Как там у Джерома Сэлинджера: «Дэвидкопперфильдовская муть»? О да, но как же без неё. Нас было семеро, семеро, отправившихся в это путешествие. Все мы могли считать себя вполне успешными и довольными жизнью людьми. Прекрасное образование, хорошая работа, достойная оплата. Разумеется, я не стану лгать, что мы добились этого сами, по крайней мере, большинство из нас.


Нет, наши родители не были олигархами, но имели все основания считать себя состоявшимися и состоятельными гражданами. Например, мой отец - известный нейрохирург, а мама занимает высокую должность в крупной фармакологической компании. И несмотря на то, что я хорошо училась в школе и получила весьма высокий балл за ЕГЭ, если бы не возможности моих родителей, вряд ли мне удалось бы поступить в главный универ столицы и устроиться на телевидение после окончания учёбы. В отличие от моей самой лучшей и любимой подруги Дарьи.


Дашку – светлую головку семи пядей во лбу, приняли в престижную школу, в которой я училась, за поразительные способности и усердие в учёбе. Она была неутомимым исследователем, борцом за справедливость и при этом оставалась весёлым и отзывчивым человеком. Она уже в школе занималась активной общественной деятельностью и вовлекала нас – своих подруг и одноклассников – в социально полезные акции.

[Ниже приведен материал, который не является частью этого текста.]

PR #4925, opened 2026-04-10
Fixes #4924. Setting Shortcut.Key to Key.Empty now removes the key binding

### LINKED ISSUE #4924: Setting Shortcut.Key to Key.Empty does not remove the key binding
## Bug Description

Setting `Shortcut.Key = Key.Empty` after assigning a non-empty key does not remove the previously-registered key binding. The old binding remains active, so the prior key still triggers the shortcut''s action.

### Root Cause

`Shortcut.UpdateKeyBindings` contained an early-return guard:

```csharp
if (!Key.IsValid)
{
    return;
}
```

`Key.IsValid` returns `false` for `Key.Empty` (defined as `this != Empty && NoAlt.NoShift.NoCtrl != Empty`). As a result, when `Key` is set to `Key.Empty`, the method returned immediately without removing the old key binding. The old binding was left registered and continued firing.

### Reproduction

The following unit tests demonstrate the bug — **they fail before the fix and pass after**:

```csharp
// Copilot
[Fact]
public void Setting_Key_To_Empty_Removes_KeyBinding ()
{
    IApplication app = Application.Create ();
    Runnable<bool> runnable = new ();
    app.Begin (runnable);

    var action = 0;

    Shortcut shortcut = new ()
    {
        Key = Key.F10,
        Title = "Test",
        Action = () => action++
    };

    runnable.Add (shortcut);

    app.Keyboard.RaiseKeyDownEvent (Key.F10);
    Assert.Equal (1, action);

    shortcut.Key = Key.Empty;

    app.Keyboard.RaiseKeyDownEvent (Key.F10);
    Assert.Equal (1, action); // Should not have incremented; old binding must be gone
}

// Copilot
[Fact]
public void Setting_Key_To_Empty_Removes_AppLevel_KeyBinding ()
{
    IApplication app = Application.Create ();
    Runnable<bool> runnable = new ();
    app.Begin (runnable);

    var action = 0;

    Shortcut shortcut = new ()
    {
        App = app,
        Key = Key.F10,
        Title = "Test",
        BindKeyToApplication = true,
        Action = () => action++
    };

    runnable.Add (shortcut);

    app.Keyboard.RaiseKeyDownEvent (Key.F10);
    Assert.Equal (1, action);

    shortcut.Key = Key.Empty;

    app.Keyboard.RaiseKeyDownEvent (Key.F10);
    Assert.Equal (1, action); // Should not have incremented; old app binding must be gone
}
```

### Fix

Remove the `if (!Key.IsValid) return;` guard from `UpdateKeyBindings`. Instead, guard only the _add_ path with `if (Key != Key.Empty)`, so the old binding is always removed but `Key.Empty` is never added as a new binding:

```csharp
private void UpdateKeyBindings (Key oldKey)
{
    if (BindKeyToApplication)
    {
        if (oldKey != Key.Empty)
        {
            App?.Keyboard.KeyBindings.Remove (oldKey);
        }

        App?.Keyboard.KeyBindings.Remove (Key);

        if (Key != Key.Empty)
        {
            App?.Keyboard.KeyBindings.AddApp (Key, this, Command.HotKey);
        }
    }
    else
    {
        if (oldKey != Key.Empty)
        {
            HotKeyBindings.Remove (oldKey);
        }

        HotKeyBindings.Remove (Key);

        if (Key != Key.Empty)
        {
            HotKeyBindings.Add (Key, Command.HotKey);
        }
    }
}
```

This is also needed by the `Keys` UICatalog scenario which adds a "Disable Quit Key" shortcut that sets `quitShortcut.Key = Key.Empty` at runtime.

tig:
Fixes #4924

## Problem

`Shortcut.UpdateKeyBindings` had an early-return guard:

```csharp
if (!Key.IsValid)
{
    return;
}
```

`Key.IsValid` is `false` for `Key.Empty`, so setting `shortcut.Key = Key.Empty` was a no-op — the previously-registered binding was never removed. The old key kept firing the action.

## Fix

- Remove the `if (!Key.IsValid) return` guard entirely.
- Guard only the *add* path with `if (Key != Key.Empty)`, so:
  - The old binding is **always** removed.
  - `Key.Empty` is **never** registered as a new binding.

## Changes

| File | Change |
|------|--------|
| `Terminal.Gui/Views/Shortcut.cs` | Remove invalid early-return; add `Key.Empty` guards on add paths |
| `Tests/…/ShortcutTests.KeyDown.cs` | Two new failing-before/passing-after unit tests |
| `Examples/UICatalog/Scenarios/Keys.cs` | Add "Disable Quit Key" shortcut to demo the fix; use `StatusBar` with `Dim.Fill(statusBar)` for list views |
| `Terminal.Gui/Drivers/AnsiDriver/AnsiInput.cs` | Expose `KeyboardFlags` as a public property |
| `Terminal.Gui/Drivers/AnsiDriver/AnsiComponentFactory.cs` | Include kitty keyboard state in driver name |
| `Terminal.Gui/Drivers/DriverImpl.cs` | Make `KittyKeyboardProtocol` public |
| `Terminal.Gui/Drivers/IDriver.cs` | TODO comment for capabilities extension |
| `Tests/…/InitTests.cs` | Update assertion for new driver name format |
| `Tests/…/AllDriverTests.cs` | Update assertion for new driver name format |

## Tests

Two new tests in `ShortcutTests.KeyDown.cs`:
- `Setting_Key_To_Empty_Removes_KeyBinding` — view-scoped binding
- `Setting_Key_To_Empty_Removes_AppLevel_KeyBinding` — app-scoped (`BindKeyToApplication = true`)

Both fail on the unfixed code and pass with the fix.

### DIFF
--- a/Terminal.Gui/Views/Shortcut.cs
+++ b/Terminal.Gui/Views/Shortcut.cs
@@ -805,11 +805,6 @@ public class Shortcut : View, IOrientation, IDesignable
 
     private void UpdateKeyBindings (Key oldKey)
     {
-        //if (!Key.IsValid)
-        //{
-        //    return;
-        //}
-
         if (BindKeyToApplication)
         {
             if (oldKey != Key.Empty)
--- a/Terminal.Gui/Views/Shortcut.cs
+++ b/Terminal.Gui/Views/Shortcut.cs
@@ -805,10 +805,10 @@ public class Shortcut : View, IOrientation, IDesignable
 
     private void UpdateKeyBindings (Key oldKey)
     {
-        if (!Key.IsValid)
-        {
-            return;
-        }
+        //if (!Key.IsValid)
+        //{
+        //    return;
+        //}
 
         if (BindKeyToApplication)
         {
@@ -819,8 +819,11 @@ public class Shortcut : View, IOrientation, IDesignable
 
             App?.Keyboard.KeyBindings.Remove (Key);
 
-            // Use the form of Add that provides target since this is an app-level hotkey
-            App?.Keyboard.KeyBindings.AddApp (Key, this, Command.HotKey);
+            if (Key != Key.Empty)
+            {
+                // Use the form of Add that provides target since this is an app-level hotkey
+                App?.Keyboard.KeyBindings.AddApp (Key, this, Command.HotKey);
+            }
         }
         else
         {
@@ -830,7 +833,11 @@ public class Shortcut : View, IOrientation, IDesignable
             }
 
             HotKeyBindings.Remove (Key);
-            HotKeyBindings.Add (Key, Command.HotKey);
+
+            if (Key != Key.Empty)
+            {
+                HotKeyBindings.Add (Key, Command.HotKey);
+            }
         }
     }
 
--- a/Tests/UnitTestsParallelizable/Views/ShortcutTests.KeyDown.cs
+++ b/Tests/UnitTestsParallelizable/Views/ShortcutTests.KeyDown.cs
@@ -5,6 +5,67 @@ namespace ViewsTests;
 [TestSubject (typeof (Shortcut))]
 public partial class ShortcutTests
 {
+    // Copilot
+    /// <summary>
+    ///     Verifies that setting <see cref="Shortcut.Key"/> to <see cref="Key.Empty"/> removes the key binding,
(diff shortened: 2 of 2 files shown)


BDisp (approved):
Great. Now assigning a command to a key is always guaranteed, as long as the key is not empty.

Это она привила мне интерес к журналистике, хотя мои родители мечтали видеть меня серьёзным научным сотрудником. Уже в старших классах Даша стала юнкором двух влиятельных журналов и имела несколько напечатанных статей. Старейший университет страны склонил колени перед её талантами.

Обладая неистребимой верой в человечество, Дарья выбрала социалку – социологию, простите, и в будущем многие обиженные и обездоленные получили помощь и защиту, благодаря её неутомимому бесстрашию.


Меня же руководитель курса, кстати, хороший мамин знакомый, убедил выбрать телевидение. Объяснил он это очень доступно: «Если занимаешься, например, репортажами о живой природе, у тебя и командировки приятнее, и врагов меньше». Я, вечно во всём сомневающаяся, конечно, согласилась. Не могу сказать, что пожалела об этом впоследствии. Как я уже писала, все мы были вполне довольны жизнью.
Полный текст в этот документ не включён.